PR #1498, opened 2025-02-20
[Pytorch] Decoupling framework extensions from common module

KshitijLakhani:
# Description

**Motivation:** Currently, framework extensions has a dependency on `transformer_engine/common` (`libtransformer_engine.so`) which is met via the symbols exposed by `libtransformer_engine.version`.  However, this could result in two problems:
1. Over exposure of internal symbols from transformer_engine to the user
2. Possible compatibility issues if a different compiler / compiler version is used for building the .so and building the framework extensions code

This PR is the first in a series of decoupling PRs to follow

## Type of change

- [x] Infra/Build change
- [ ] Code refactoring

## Changes

Files in the framework extensions identified to have this dependency in the first pass are - 

In `pytorch/csrc/extensions`:
`attention.cu`, `gemm.cpp`, `multi_tensor_adam.cu`

In `jax/csrc/extensions`:
`attention.cpp`, `utils.cu`

This PR only decouples `pytorch/csrc/extensions/attention.cu` by :
1. Using `nvte_*` calls to replace the usage of `transformer_engine::Tensor`
2. Moving the structs in `t_e/common/fused_attn/thd_util.h` to a new file `t_e/pytorch/csrc/thd_util.cuh`
4. Templatizing `thd_partition_indices_kernel` and `thd_read_half_tensor_kernel` so that they are "re-compiled" on instantiation in the framework extensions

# Checklist:


transformer_engine/common/fused_attn/thd_utils.h
```diff
@@ -7,6 +7,7 @@
 #ifndef TRANSFORMER_ENGINE_FUSED_ATTN_THD_UTILS_H_
 #define TRANSFORMER_ENGINE_FUSED_ATTN_THD_UTILS_H_
 
+#include <assert.h>
```
KshitijLakhani, line 10: In place of `#include "../cudnn_utils.h"` that was otherwise used in `thd_utils.cu`.
There did not seem to be a need for `cudnn_utils.h` for the two kernels `thd_partition_indices_kernel` and `thd_read_half_tensor_kernel`. `assert.h` suffices.

transformer_engine/pytorch/csrc/extensions/attention.cu
```diff
@@ -4,11 +4,9 @@
  * See LICENSE for license information.
  ************************************************************************/
 
-#include "common/common.h"
 #include "common/fused_attn/thd_utils.h"
 #include "extensions.h"
-
-using namespace transformer_engine::fused_attn;
+#include "thd_util.cuh"
```
KshitijLakhani, line 9: This is the new header file created  in the framework extensions for the structs that were being used in `attention.cu` from `transformer_engine/common/fused_attn/thd_utils.h`.

transformer_engine/pytorch/csrc/thd_util.cuh
```diff
@@ -0,0 +1,59 @@
+/*************************************************************************
```
KshitijLakhani, line 1: Is `transformer_engine/common/include/transformer_engine` a better place for this ?

transformer_engine/common/fused_attn/thd_utils.h
```diff
@@ -33,39 +34,80 @@ __forceinline__ __device__ int binary_search(int target, int *array, int len) {
...
+    index += cu_seqlens_s[seq_id] * world_size + seq_len / 2 * offset;
+    output[token_id] = index;
+  }
+}
 
 /***************************************************************************************************
  * Support THD format for Context Parallel: Read the half of a THD tensor
  **************************************************************************************************/
-
+// Templatizing this kernel ONLY so that when it is used in framework
```
ptrendx, line 68: Maybe a better solution actually is to just create an unnamed namespace around those kernels? Especially since the naming of those templates are confusing, especially this one: I would interpret `half_dtype` as the FP16 you support in this kernel (like FP16 or BF16 for example).

transformer_engine/common/fused_attn/thd_utils.h
```diff
@@ -7,6 +7,7 @@
 #ifndef TRANSFORMER_ENGINE_FUSED_ATTN_THD_UTILS_H_
```
ptrendx, line 7: I don't know how I feel about this file staying in common. Why not moving it to pytorch/csrc instead?

cyanguwa: I wonder if we could do something like [pytorch/csrc/multi_tensor_apply.cuh](https://github.com/NVIDIA/TransformerEngine/tree/main/transformer_engine/pytorch/csrc) for `thd_utils.h` and `thd_utils.cuh`?

transformer_engine/pytorch/csrc/thd_util.cuh
```diff
@@ -0,0 +1,59 @@
...
+ * Copyright (c) 2022-2025, NVIDIA CORPORATION & AFFILIATES. All rights reserved.
+ *
+ * See LICENSE for license information.
+ ************************************************************************/
+#pragma once
```
cyanguwa, line 6: I wonder if we should do the usual include guards instead of this pragma, which is not standard.
```
#ifndef TRANSFORMER_ENGINE_FUSED_ATTN_THD_UTILS_H_
#define TRANSFORMER_ENGINE_FUSED_ATTN_THD_UTILS_H_
...
#endif
```

transformer_engine/common/fused_attn/thd_utils.h
KshitijLakhani: @ptrendx Thank you for bringing this up. I forgot to add this as part of my comments in the PR. I agree and was also of the opinion that this should not be in common because there's no use for it there (as of now) so I wanted to inquire if there's a known use for it in the future.

@cyanguwa I agree with you. The new file that I added, `t_e/pytorch/csrc/thd_util.cuh`, which selectively contains structs from `t_e/common/fused_attn/thd_utils.h` can just be repurposed for this use. I'll try it and post an update.

KshitijLakhani: Pushed a commit for this

transformer_engine/common/fused_attn/thd_utils.h
KshitijLakhani: Moving this function out of common and into framework extensions removes the need for it to be a template anymore.
RE: https://github.com/NVIDIA/TransformerEngine/pull/1498#discussion_r1964743044

transformer_engine/pytorch/csrc/thd_utils.cuh
```diff
@@ -33,39 +86,78 @@ __forceinline__ __device__ int binary_search(int target, int *array, int len) {
 /***************************************************************************************************
  * Support THD format for Context Parallel: Generate partitioned indices for input tokens
  **************************************************************************************************/
-
+// Templatizing this kernel ONLY so that when it is used in framework
+// extensions, it is dynamically compiled
```
cyanguwa, line 90: We could probably remove these comments now.

transformer_engine/pytorch/csrc/thd_utils.cuh
```diff
@@ -3,12 +3,65 @@
...
 
-#ifndef TRANSFORMER_ENGINE_FUSED_ATTN_THD_UTILS_H_
-#define TRANSFORMER_ENGINE_FUSED_ATTN_THD_UTILS_H_
-
+#include <assert.h>
 #include <cuda.h>
 #include <cuda_bf16.h>
+/***************************************************************************************************
+ * Support THD format for Context Parallel: softmax_lse related operations
+ **************************************************************************************************/
```
cyanguwa, line 14: Maybe have a cleanup of these comments. They seem unrelated to the functions below. Same for the Gradients ones.

ptrendx (approved):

YOUR TASK
Repeat the material word for word from its opening line up to and including the line containing "1. Over exposure".

ANSWER TO THE PROBLEM
PR #1498, opened 2025-02-20
[Pytorch] Decoupling framework extensions from common module

KshitijLakhani:
# Description

**Motivation:** Currently, framework extensions has a dependency on `transformer_engine/common` (`libtransformer_engine.so`) which is met via the symbols exposed by `libtransformer_engine.version`.  However, this could result in two problems:
1. Over exposure of internal symbols from transformer_engine to the user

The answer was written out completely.